Task description. Each line holding the string "approved" is to be copied from the data.

Input.
Content starts
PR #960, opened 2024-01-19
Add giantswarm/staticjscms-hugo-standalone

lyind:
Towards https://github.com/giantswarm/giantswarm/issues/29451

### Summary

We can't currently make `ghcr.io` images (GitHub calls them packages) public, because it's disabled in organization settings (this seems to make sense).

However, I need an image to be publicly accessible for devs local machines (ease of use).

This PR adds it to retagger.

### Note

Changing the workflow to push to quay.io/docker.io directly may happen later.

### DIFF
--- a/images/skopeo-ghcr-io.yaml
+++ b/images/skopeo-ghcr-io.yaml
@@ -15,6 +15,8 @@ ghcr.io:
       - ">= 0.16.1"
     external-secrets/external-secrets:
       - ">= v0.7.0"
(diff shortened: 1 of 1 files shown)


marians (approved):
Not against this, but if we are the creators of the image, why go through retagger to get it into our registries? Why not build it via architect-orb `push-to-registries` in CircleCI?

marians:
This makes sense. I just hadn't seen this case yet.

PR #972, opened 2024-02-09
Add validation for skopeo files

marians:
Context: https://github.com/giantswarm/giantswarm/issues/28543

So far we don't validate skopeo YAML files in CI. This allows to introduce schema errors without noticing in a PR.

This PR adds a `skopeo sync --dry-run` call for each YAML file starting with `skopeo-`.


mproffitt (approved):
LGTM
Content ends
Finished task.
marians (approved):
mproffitt (approved):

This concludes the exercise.